WHAT YOU NEED TO DO:
Output all the data exactly as it appears below.

• • •

PR #5283, opened 2026-06-09
Fix missing jsoniter codecs for inline enums nested in JSON models

### LINKED ISSUE #5276: [BUG] openapi-codegen missing jsoniter codecs for enums
Tapir version: sbt-openapi-codegen 1.13.19

Scala version: 3.7.3

given a schema like this https://github.com/OlegYch/potplayer-gemini/blob/3190489a1cbc81f9c92adc20540466ffcfc6be1c/library/ollama.yaml

and a config like this

https://github.com/OlegYch/potplayer-gemini/blob/3190489a1cbc81f9c92adc20540466ffcfc6be1c/build.sbt#L19-L21

the generated code doesn't have a codec for `ChatResponseMessageRole` which means jsoniter tries to use a discriminator and decoding fails with smth like 
```
JsonDecodeException(List(JsonError(expected '{', offset: 0x00000050,List())),com.github.plokhotnyuk.jsoniter_scala.core.JsonReaderException: expected '{', offset: 0x00000050)
```

**How to reproduce?**

could be reproduced if you have ollama with gemma4 model running using https://github.com/OlegYch/potplayer-gemini/commit/3190489a1cbc81f9c92adc20540466ffcfc6be1c with `sbt "libraryJVM/runMain Ollama"`

adamw:
Fixes #5276.

When jsoniter-scala serializes inline enums (enums defined directly in a schema rather than via $ref), it derives them as discriminated ADTs and rejects bare-string values unless an explicit codec is emitted. The openapi-codegen was only discovering inline enums at the top level of object properties, missing those nested deeper in the schema (inside arrays, maps, or allOf constructs).

This change:

- Extracts the class-naming logic to `RootGenerator.addName` so it's shared between the class generator and serde generators, ensuring codec types match the generated classes
- Replaces the shallow enum collection with recursive descent through nested inline objects, arrays, maps, and allOf to discover all inline enums
- Emits a distinct codec for each discovered inline enum, with deduplication to prevent duplicate declarations
- Adds integration test coverage for inline enums at all nesting depths: direct properties, array elements, map values, and single-element allOf wrappers

The test verifies that JSON round-tripping works correctly for each scenario without manual codec definitions.

Closes softwaremill/tapir#5276.

### DIFF
--- a/openapi-codegen/core/src/main/scala/sttp/tapir/codegen/ClassDefinitionGenerator.scala
+++ b/openapi-codegen/core/src/main/scala/sttp/tapir/codegen/ClassDefinitionGenerator.scala
@@ -349,7 +349,7 @@ class ClassDefinitionGenerator {
       (if (optional || !required) s"Option[$tpe]" else tpe, maybeEnum)
   }
 
-  private def addName(parentName: String, key: String) = parentName + key.replace('_', ' ').replace('-', ' ').capitalize.replace(" ", "")
+  private def addName(parentName: String, key: String) = RootGenerator.addName(parentName, key)
 
   private val reservedKeys = VersionedHelpers.reservedKeys
 
--- a/openapi-codegen/core/src/main/scala/sttp/tapir/codegen/JsonSerdeGenerator.scala
+++ b/openapi-codegen/core/src/main/scala/sttp/tapir/codegen/JsonSerdeGenerator.scala
@@ -4,6 +4,7 @@ import sttp.tapir.codegen.RootGenerator.indent
 import sttp.tapir.codegen.openapi.models.OpenapiModels.OpenapiDocument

• • •

ANSWER BOX:
PR #5283, opened 2026-06-09
Fix missing jsoniter codecs for inline enums nested in JSON models

### LINKED ISSUE #5276: [BUG] openapi-codegen missing jsoniter codecs for enums
Tapir version: sbt-openapi-codegen 1.13.19

Scala version: 3.7.3

given a schema like this https://github.com/OlegYch/potplayer-gemini/blob/3190489a1cbc81f9c92adc20540466ffcfc6be1c/library/ollama.yaml

and a config like this

https://github.com/OlegYch/potplayer-gemini/blob/3190489a1cbc81f9c92adc20540466ffcfc6be1c/build.sbt#L19-L21

the generated code doesn't have a codec for `ChatResponseMessageRole` which means jsoniter tries to use a discriminator and decoding fails with smth like 
```
JsonDecodeException(List(JsonError(expected '{', offset: 0x00000050,List())),com.github.plokhotnyuk.jsoniter_scala.core.JsonReaderException: expected '{', offset: 0x00000050)
```

**How to reproduce?**

could be reproduced if you have ollama with gemma4 model running using https://github.com/OlegYch/potplayer-gemini/commit/3190489a1cbc81f9c92adc20540466ffcfc6be1c with `sbt "libraryJVM/runMain Ollama"`

adamw:
Fixes #5276.

When jsoniter-scala serializes inline enums (enums defined directly in a schema rather than via $ref), it derives them as discriminated ADTs and rejects bare-string values unless an explicit codec is emitted. The openapi-codegen was only discovering inline enums at the top level of object properties, missing those nested deeper in the schema (inside arrays, maps, or allOf constructs).

This change:

- Extracts the class-naming logic to `RootGenerator.addName` so it's shared between the class generator and serde generators, ensuring codec types match the generated classes
- Replaces the shallow enum collection with recursive descent through nested inline objects, arrays, maps, and allOf to discover all inline enums
- Emits a distinct codec for each discovered inline enum, with deduplication to prevent duplicate declarations
- Adds integration test coverage for inline enums at all nesting depths: direct properties, array elements, map values, and single-element allOf wrappers

The test verifies that JSON round-tripping works correctly for each scenario without manual codec definitions.

Closes softwaremill/tapir#5276.

### DIFF
--- a/openapi-codegen/core/src/main/scala/sttp/tapir/codegen/ClassDefinitionGenerator.scala
+++ b/openapi-codegen/core/src/main/scala/sttp/tapir/codegen/ClassDefinitionGenerator.scala
@@ -349,7 +349,7 @@ class ClassDefinitionGenerator {
       (if (optional || !required) s"Option[$tpe]" else tpe, maybeEnum)
   }
 
-  private def addName(parentName: String, key: String) = parentName + key.replace('_', ' ').replace('-', ' ').capitalize.replace(" ", "")
+  private def addName(parentName: String, key: String) = RootGenerator.addName(parentName, key)
 
   private val reservedKeys = VersionedHelpers.reservedKeys
 
--- a/openapi-codegen/core/src/main/scala/sttp/tapir/codegen/JsonSerdeGenerator.scala
+++ b/openapi-codegen/core/src/main/scala/sttp/tapir/codegen/JsonSerdeGenerator.scala
@@ -4,6 +4,7 @@ import sttp.tapir.codegen.RootGenerator.indent
 import sttp.tapir.codegen.openapi.models.OpenapiModels.OpenapiDocument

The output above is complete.